### Assignment
Set the entries below down again, please. Match them exactly.

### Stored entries
PR #1164, opened 2015-03-04
Support for non-default regions and CIDRs in flynn aws install

### LINKED ISSUE #1162: Allowing specifying the subnet to launch in
`flynn install aws` automatically places instances in 10.0.0.0/21, which conflicts with the address space being used in our office, and so causes some hassle when routing traffic to the cluster over a VPN connection via the office.

If it were possible to specify the subnet CIDR that would be great - I'm quite happy to do so, but having never written any Go in anger, I'm not really sure where to start.

### LINKED ISSUE #1163: Installing to AWS in eu-west-1 fails while configuring DNS
When using flynn install aws at the point of configuring DNS I get the error:

```
Oops, something went wrong: Credential should be scoped to a valid region, not 'eu-west-1'.
```

Googling shows this tends to be due to setting a region other than us-east-1 for services which are global, such as Route53.

jellybob:
I've added `--vpc-cidr` and `--subnet-cidr` options to `flynn aws install` to allow specifying the IP range to use. This resolves #1162

I've also hardcoded the region to `us-east-1` when configuring DNS, since it was previously failing at that point when using other regions. Resolves #1163

### DIFF
--- a/cli/install.go
+++ b/cli/install.go
@@ -13,7 +13,7 @@ import (
 
 func init() {
 	register("install", runInstaller, fmt.Sprintf(`
-usage: flynn install <target> [-n <instances>] [-t <instance-type>] [--aws-access-key-id <key-id>] [--aws-secret-access-key <secret>] [--aws-region <region>]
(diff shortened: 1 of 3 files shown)


jvatic:
LGTM

titanous:
@jellybob Thanks for the contribution! Please add `cli: `prefixes to each of the commit messages and force push to the same branch, then we'll merge.

titanous:
Merged, thanks!

jvatic:
Merged via #1173. Thanks!

PR #1166, opened 2015-03-05
test: Timeout the unit tests after 5 minutes

lmars:
CI is intermittently hanging indefinitely running `go test`. We need to investigate why, but we should also not allow the test to hang indefinitely.


titanous:
LGTM

PR #1178, opened 2015-03-06
controller: Retry requests after dial errors

lmars:
There is a chance that service discovery could return an address of a controller and that instance subsequently goes down, meaning when a HTTP request is actually made, there will be an i/o timeout.

Previously the client would use a connect timeout of 30s (set by `http.DefaultTransport`) which is too long to wait in this case.

This change lowers the connect timeout to 1s, and retries dialling the controller multiple times if an error occurs, giving up after 30s.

### Task output
PR #1164, opened 2015-03-04
Support for non-default regions and CIDRs in flynn aws install

### LINKED ISSUE #1162: Allowing specifying the subnet to launch in
`flynn install aws` automatically places instances in 10.0.0.0/21, which conflicts with the address space being used in our office, and so causes some hassle when routing traffic to the cluster over a VPN connection via the office.

If it were possible to specify the subnet CIDR that would be great - I'm quite happy to do so, but having never written any Go in anger, I'm not really sure where to start.

### LINKED ISSUE #1163: Installing to AWS in eu-west-1 fails while configuring DNS
When using flynn install aws at the point of configuring DNS I get the error:

```
Oops, something went wrong: Credential should be scoped to a valid region, not 'eu-west-1'.
```

Googling shows this tends to be due to setting a region other than us-east-1 for services which are global, such as Route53.

jellybob:
I've added `--vpc-cidr` and `--subnet-cidr` options to `flynn aws install` to allow specifying the IP range to use. This resolves #1162

I've also hardcoded the region to `us-east-1` when configuring DNS, since it was previously failing at that point when using other regions. Resolves #1163

### DIFF
--- a/cli/install.go
+++ b/cli/install.go
@@ -13,7 +13,7 @@ import (
 
 func init() {
 	register("install", runInstaller, fmt.Sprintf(`
-usage: flynn install <target> [-n <instances>] [-t <instance-type>] [--aws-access-key-id <key-id>] [--aws-secret-access-key <secret>] [--aws-region <region>]
(diff shortened: 1 of 3 files shown)


jvatic:
LGTM

titanous:
@jellybob Thanks for the contribution! Please add `cli: `prefixes to each of the commit messages and force push to the same branch, then we'll merge.

titanous:
Merged, thanks!

jvatic:
Merged via #1173. Thanks!

PR #1166, opened 2015-03-05
test: Timeout the unit tests after 5 minutes

lmars:
CI is intermittently hanging indefinitely running `go test`. We need to investigate why, but we should also not allow the test to hang indefinitely.


titanous:
LGTM

PR #1178, opened 2015-03-06
controller: Retry requests after dial errors

lmars:
There is a chance that service discovery could return an address of a controller and that instance subsequently goes down, meaning when a HTTP request is actually made, there will be an i/o timeout.

Previously the client would use a connect timeout of 30s (set by `http.DefaultTransport`) which is too long to wait in this case.

This change lowers the connect timeout to 1s, and retries dialling the controller multiple times if an error occurs, giving up after 30s.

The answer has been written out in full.